Aswath Damodaran, a finance professor at New York University’s Stern School of Business and one of the most widely followed voices on valuation, has pushed back on the reflexive use of the word “bubble.” In his Musings on Markets blog and public lectures through 2025, Damodaran argued that some AI valuations, while aggressive, are supported by plausible growth scenarios, and that slapping the bubble label on a sector often shuts down analysis rather than sharpening it.
The counterargument does not require believing every AI stock is fairly priced. It simply holds that a broad bust is less likely when the sector’s largest companies are generating real profits at scale, unlike the telecom and internet firms of 1999 that were valued on projected revenues that never materialized.

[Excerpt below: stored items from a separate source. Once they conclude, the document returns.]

PR #2422, opened 2025-09-29
Backport commits until 09/28/25 from master

fhanau:
I was interested in the two commits silencing clang static analyzer false positives, but backporting other changes too didn't look overly difficult.

Commits requiring manual changes:
7758c8fc Expose socketpair creation in async-io: This required fixing merge conflicts, **merits close attention in review**.
ec4312f8 Set mainline version to 1.2-dev.: We don't need the version increment itself, but I added a commit for the bump-minor command added here.
12b25e38 Fix release builds on Ubuntu 22.04 action runners.: Backported the no-fiber test setting from this.

Skipped commits:
26adf72a Set mainline version to 1.3-dev.: Self-explanatory
68c07beb Backport #2246 (O_PATH fallback) to 1.x release branch.: Self-explanatory
55a8399c Update 1.x release branch CI to Ubuntu 22.04.: already have 22.04
b72e686b Add `MODULE.bazel` for bzlmod: Excluded for now, when we tried bzlmod on v2 (#2370) it caused CI failures in downstream repos.
8e6ed94a Update c++/src/kj/CMakeLists.txt: sets Cmake to C++17, we already require 20
67591a87 Require CMake 3.10.: we already require 3.16 on v2, I verified that the change does not include other relevant changes
1dc2e607 Minor typo in filesystem-disk-unix.c++: Already covered in prior typo cleanup
b3d4387f ci: Add FreeBSD job to Quick Tests: I think this is nice to have, but setting this up with clang-18 might be difficult. Hopefully we can do a larger CI configuration cleanup when v2 gets released. 
372eda67 ci: Fix "Linux (clang-14)" job: We're beyond clang-14 already

### DIFF
--- a/super-test.sh
+++ b/super-test.sh
@@ -28,6 +28,7 @@ QUICK=
 CPP_FEATURES=
 WERROR="-Werror"
 EXTRA_LIBS=
+CONFIGURE_FLAGS=
 
 PARALLEL=$(nproc 2>/dev/null || echo 1)
 
@@ -75,6 +76,9 @@ while [ $# -gt 0 ]; do
       # Re-run preventing sleep.
       shift
       exec caffeinate -ims $0 $@
+      ;;
+    no-fiber )
+      CONFIGURE_FLAGS="$CONFIGURE_FLAGS --without-fibers"
       ;;
     tmpdir )
       # Clone to a temp directory.
@@ -130,6 +134,7 @@ while [ $# -gt 0 ]; do
       export CC=clang${1#clang}
       export CXX=clang++${1#clang}
       export LIB_FUZZING_ENGINE=-fsanitize=fuzzer
+      $CXX -v
       ;;
     gcc* )
       export CXX=g++${1#gcc}
@@ -150,7 +155,7 @@ while [ $# -gt 0 ]; do
 
       export WINEPATH='Z:\usr\'"$CROSS_HOST"'\lib;Z:\usr\lib\gcc\'"$CROSS_HOST"'\6.3-win32;Z:'"$PWD"'\.libs'
 
-      doit ./configure --host="$CROSS_HOST" --disable-shared CXXFLAGS="-static-libgcc -static-libstdc++ $CPP_FEATURES" LIBS="$EXTRA_LIBS"
+      doit ./configure --host="$CROSS_HOST" --disable-shared CXXFLAGS="-static-libgcc -static-libstdc++ $CPP_FEATURES" LIBS="$EXTRA_LIBS" $CONFIGURE_FLAGS
 
       doit make -j$PARALLEL check
       doit make distclean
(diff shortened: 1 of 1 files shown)


c++/src/kj/async-io-unix.c++
```diff
@@ -2018,24 +2008,15 @@ public:
...
-    auto pipe = lowLevel.wrapSocketFd(fds[0], NEW_FD_FLAGS);
+    auto socketpair = newOsSocketpair();
 
-    auto thread = heap<Thread>([threadFd,startFunc=kj::mv(startFunc)]() mutable {
+    auto pipe = lowLevel.wrapSocketFd(kj::mv(socketpair.fds[0]), NEW_FD_FLAGS);
+    auto thread = heap<Thread>([threadFd=kj::mv(socketpair.fds[1]),startFunc=kj::mv(startFunc)]() mutable {
       UnixEventPort eventPort;
       EventLoop eventLoop(eventPort);
       WaitScope waitScope(eventLoop);
       LowLevelAsyncIoProviderImpl lowLevel(eventPort);
```
fhanau: The original commit uses `LowLevelAsyncIoProviderImpl lowLevelImpl; LowLevelAsyncIoProvider& lowLevel = lowLevelImpl;` here, I did not understand what that was for so I omitted it for now.

kentonv:
Hmm I thought I already cherry-picked everything up to 1.2.0 (June 14) in #2329, but some of these commits look older than that?

kentonv:
LGTM but it appears the tests are failing, looks related to the socketpair change?

fhanau:
> LGTM but it appears the tests are failing, looks related to the socketpair change?

I think what's going wrong is that in `newPipeThread()` we don't manage the lifetime of `socketpair.fds[1]` properly: With the patch we're making this an OwnedFd, and if we prevent it from being freed based on that using `lowLevel.wrapSocketFd(kj::mv(threadFd), NEW_FD_FLAGS);` tests pass again.
However, that is clearly not the right behavior either. It looks like if we use the lowLevelImpl trick mentioned in the other comment that also gets tests to pass somehow? Updated the PR with that, I'm assuming that approach is correct.

kentonv:
> It looks like if we use the lowLevelImpl trick mentioned in the other comment that also gets tests to pass somehow?

Can't see how that would possibly have an effect TBH.

kentonv:
Oh I see why!

`LowLevelAsyncIoProvider` contains a bunch of methods that have overloads for `int` vs. `OwnFd`, where only the former are virtual.

`LowLevelAsyncIoProviderImpl` implements the virtual methods, which hides the non-virtual ones.

Without that, the `kj::mv()` is having no effect, because the `OwnFd` is being implicitly converted to `int` anyway.

kentonv (approved):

Interest rates add another layer. The Federal Reserve’s policy path through 2025 and into 2026 has kept borrowing costs elevated relative to the near-zero environment that inflated asset prices in the prior decade. Higher rates typically compress speculative valuations, which could support Grantham’s thesis. But they have not yet triggered the kind of broad repricing he has predicted, partly because AI earnings growth has been strong enough to absorb the pressure.
What investors can actually do with this
For anyone with retirement savings parked in a tech-heavy index fund or concentrated positions in AI-linked stocks, Grantham’s warning raises a practical question: act, or wait?
His track record suggests he identifies real risks. His timing has been inconsistent enough to punish those who follow his calls with all-or-nothing portfolio moves. Selling everything based on a single forecast, no matter how credentialed the forecaster, is a strategy that has historically cost more in missed upside than it has saved in avoided losses.
A more measured approach, and the one most professional allocators tend to favor when confronted with credible bubble warnings, involves reviewing concentration. Investors whose portfolios are dominated by a handful of AI-linked names can ask whether that exposure matches their actual risk tolerance and time horizon. Trimming oversized positions, diversifying across sectors and geographies, and setting predefined rebalancing rules are ways to acknowledge the risk Grantham is flagging without betting everything on his prediction landing on schedule.
A prediction the market has not yet settled
The verifiable facts in this debate are narrower than either side might prefer. The SEC’s IPO data is real and publicly available. Grantham’s historical calls are documented. AI capital spending by major tech companies is reported in audited filings. Beyond those anchors, the question of whether the AI boom is a bubble or a lasting shift rests on assumptions about future earnings, adoption curves, and competitive dynamics that no dataset can resolve in advance.
Grantham is making a falsifiable prediction: that AI valuations will crack and investors who bought near the top will suffer significant losses. The market, through prices, is making the opposite bet. As of spring 2026, neither side has been definitively vindicated.
What is not uncertain is the value of stress-testing your own portfolio against a scenario where Grantham turns out to be right. If a 40% drawdown in AI-linked holdings would force you to change your retirement plans, that is worth knowing now, before the market decides the question for you.